La dama inglese bacia (ancora) l’Italia e riporta la coppa del mondo nella città di Livorno, unica a poter vantare nei cinque continenti ben due campioni iridati. Matteo Bernini, classe 1988 e impiegato al Comune di Rosignano, si è laureato lo scorso sabato in America campione del mondo di dama inglese nella specialità ad apertura libera. Prima di lui era stato Michele Borghetti, altro livornese, a salire sul gradino più alto del podio di uno dei giochi da tavolo più antichi di sempre.

"E’ una grande soddisfazione per Bernini, per la federazione damistica italiana, ma anche per la Toscana e gli amanti dei giochi della mente - ha detto il presidente della Regione, Eugenio Giani - L’Italia e la Toscana si pongono ancora una volta all’avanguardia a livello mondiale in questa disciplina". I complimenti sono arrivati via social anche da parte del sindaco di Livorno, Luca Salvetti. La finale del campionato del mondo di dama inglese si è svolta a Tulsa, nello Stato americano di Oklahoma: la gara avrebbe dovuto svolgersi nel 2020, poi causa Covid il lungo posticipo. Una cavalcata iniziata il 25 aprile e terminata nella serata di sabato, che prevedeva in tutto 24 partite. "Ne abbiamo giocate “solo“ 22, perché ormai il mio vantaggio era tale da non poter essere più colmato dallo sfidante sudafricano", spiega Bernini. "Ancora non ho realizzato quello che è successo. So però che a Livorno si respira un’aria speciale, quella del circolo damistico Piccioli – racconta – dove dal 2010 ho potuto misurarmi con maestri di rilievo assoluto, Borghetti in primis ma non solo".

Perché ha iniziato a giocare a dama?

"Ho cominciato nel 2007, quando avevo 19 anni. Inizialmente giocavo online, presto ho capito che gli avversari reali sono tutta un’altra cosa. Il momento più bello? Quello del confronto e dello studio del match. L’analisi delle partite, le proiezioni e l’immedesimazione nell’avversario".

Cosa serve per diventare un campione di questa disciplina?

"Sicuramente concentrazione, silenzio e una bella memoria.

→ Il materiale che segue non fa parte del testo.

PR #8911, opened 2025-01-13
[OCPBUGS-48334] watchdog: Decouple CNI plugin initialization from CRI-O health checks

sohankunkerkar:
Fixes https://issues.redhat.com/browse/OCPBUGS-48334
The idea is decouple CRI-O's readiness from the CNI plugin readiness.

#### What type of PR is this?

/kind bug

```release-note
Decouple CNI plugin initialization from CRI-O health checks.
```

### DIFF
--- a/server/health.go
+++ b/server/health.go
@@ -4,9 +4,18 @@ import (
 	"context"
 	"errors"
 	"fmt"
+	"sync"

E poi bisogna osservare e riflettere molto. Soprattutto, occorre studiare i libri e approfondire. Un’attività che, specie in vista di gare importanti, mi impegna anche 5-6 ore al giorno".

Abbiamo scoperto la serie tv “La regina degli scacchi“, lei si sente un po’ il “re della dama“?

"Devo dire che la tensione del match, le fasi di strategia e i tempi delle gare sono ben rappresentate nella serie tv. Mi sono rivisto molto nelle vicende del personaggio impersonato da Anya Taylor-Joy".

Come si svolge un match mondiale?

"Bisogna stare calmi, soprattutto nei momenti topici. Essere freddi, sfruttando ogni secondo a disposizione. Mi sono preso oltre una mezz’ora di tempo per fare una singola mossa in questa finale, proprio perché avevo capito che quella sarebbe stata determinante per vincere la partita. E’ importante sviluppare la capacità di guardare oltre: predire. E’ così che si diventa più forti. Il campionato del mondo è una bolla: si gioca il giorno e la sera si studia la strategia per il giorno dopo".

Quanto fa bene giocare a dama?

"La nostra mente è in continuo movimento, questo sport le fa davvero bene ma è ancora troppo sottovalutato. A Livorno il progetto “Gioco scaccia gioco“, ideato dal maestro Andrea Raiano, ha il merito di portare scacchi e dama nelle scuole contro la ludopatia. Lontano dai giochi elettronici c’è un mondo bellissimo, che ci permette di recuperare il contatto con la realtà e ci fa crescere oltre che diventare più calmi e riflessivi".